WHAT IS BEING ASKED: If a line in the records below contains the word "major", copy it.

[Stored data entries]
· · · · · · ·
PR #593, opened 2021-09-15
Make Filterable Toolbar Responsive

skochay330:
Made the filterable toolbar responsive. The filter icon now only appears when window is minimized to a specific width (previously, it served no function). 

Before:
Screen Shot 2021-09-15 at 2 35 45 PM

After:
Screen Shot 2021-09-15 at 2 36 00 PM

After (when filter icon is clicked):
Screen Shot 2021-09-15 at 2 36 13 PM

### DIFF
--- a/src/Components/Toolbar/Toolbar.tsx
+++ b/src/Components/Toolbar/Toolbar.tsx
@@ -7,6 +7,7 @@ import {
   ToolbarItem,
   ToolbarItemVariant,
   ButtonVariant,
+  ToolbarToggleGroup,
 } from '@patternfly/react-core';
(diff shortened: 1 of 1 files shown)


brumik (changes requested):
It is looking good, however there are some strange behaviours which hopefully could be fixed:

Screenshot from 2021-09-16 12-04-17
You can see here the select box got on two lines (second line is the badge) and the paginatioun is out of the `Card`.

Screenshot from 2021-09-16 12-06-01
I would like to see this as a button (like the sort direction button looks like)

skochay330:
New commit "Filterable Toolbar Edits" addresses changes requested by @brumik.

brumik (approved):

PR #596, opened 2021-09-21
Package version updates

skochay330:
Updated all package versions.

This excludes: 
- Typescript, webpack, and jest packages 
- "d3", "@patternfly/react-core", and "node-fetch" (which require major updates)


brumik:
@skochay330 can you please rebase to devel and regenerate the package-lock file with `npm i` so we are getting the latest packages there.

* I don't see that `@patternfly/react-core` has a major version. It has just `4.157.3` as latest - and since we are depending on it a lot, it would be beneficial for us to have the latest version. 
* `node-fetch` is used in testing: if you can update the major version without breaking the tests, I would take it :) otherwise not so important, afaik it has no vulnerabilities.
* `"url-parse": "^1.5.3"` is not needed - could you please remove it as I asked? It was added in to combat a vulnerability, but the package is just a subpackage of another packages. If the vulnerability is still there we will need to edit the lock file in a followup PR.

P.S.: I am sorry for using major/minor/patch versions. I know officially now they are using the less confusing and more mouthful breaking change version, feature version and bug-fix version.

brumik (approved):

PR #597, opened 2021-09-23
Fixed date picker not showing in automation calculator

skochay330:
The date selectors were not displaying when "Custom" was selected in Automation Calculator.

Before: 
image

After:
Screen Shot 2021-09-23 at 2 16 31 PM

### DIFF
--- a/src/Components/Toolbar/Groups/QuickDateGroup.tsx
+++ b/src/Components/Toolbar/Groups/QuickDateGroup.tsx
@@ -53,7 +53,7 @@ const QuickDateGroup: FunctionComponent<Props> = ({
         selectOptions={values.quick_date_range}
         setValue={(value) => setFilters('quick_date_range', value)}
       />
-      {filters.quick_date_range === 'custom' && (
+      {filters.quick_date_range.toString().includes('custom') && (
         <Split hasGutter>
           <SplitItem>
             <ToolbarInput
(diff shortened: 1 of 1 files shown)


src/Components/Toolbar/Groups/QuickDateGroup.tsx
```diff
@@ -53,7 +53,7 @@ const QuickDateGroup: FunctionComponent<Props> = ({
         selectOptions={values.quick_date_range}
         setValue={(value) => setFilters('quick_date_range', value)}
       />
-      {filters.quick_date_range === 'custom' && (
+      {filters.quick_date_range.toString().includes('custom') && (
```
brumik, line 56: Currently the `roi` endpoint returns a `roi_custom` string instead of `custom` as in the other endpoints. I believe we talked about this changing in the future since the two endpoints are not compatible with each other because of this issue (`roi_` prefix on quick date ranges). @jlmitch5 is the thing about changing it to relative strings still on what Ladas was pushing forward? I don't see any Jira issues anymore regarding this.

@skochay330 I think it would be much more future-proof to have it like this:
`['custom', 'roi_custom'].includes(filters.quick_date_range as string)` as it would explicitly list the custom names. Then when having a quick date range with custom in it, it would not break anything. Furthermore it would be more obvious what options trigger the custom date range in the toolbar. (In addition then you can tell the TS that it is a string, and you don't need to call an extra function to do nothing :)

skochay330:
Closing this PR in favor of https://github.com/RedHatInsights/tower-analytics-frontend/pull/598

PR #603, opened 2021-10-01
Pdf download button

skochay330:
Created PDF download button in the toolbar of Reports.


src/Api/api.ts
```diff
@@ -106,3 +108,6 @@ export const readClustersOptions = (params: Params): Promise<ApiJson> =>
 
 export const readNotifications = (params: Params): Promise<ApiJson> =>
   get(notificationsEndpoint, params);
+
+export const generatePdf = (params: Params): Promise<void> =>
```
jlmitch5, line 112: Could this be ApiJson, or another more specific type...maybe it needs to be this because it is the intermediary pdf file stream of data?  @brumik @h-kataria

src/Containers/Reports/Details/Report.tsx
· · · · · · ·
TASK SOLUTION:
- "d3", "@patternfly/react-core", and "node-fetch" (which require major updates)
* I don't see that `@patternfly/react-core` has a major version. It has just `4.157.3` as latest - and since we are depending on it a lot, it would be beneficial for us to have the latest version. 
* `node-fetch` is used in testing: if you can update the major version without breaking the tests, I would take it :) otherwise not so important, afaik it has no vulnerabilities.
P.S.: I am sorry for using major/minor/patch versions. I know officially now they are using the less confusing and more mouthful breaking change version, feature version and bug-fix version.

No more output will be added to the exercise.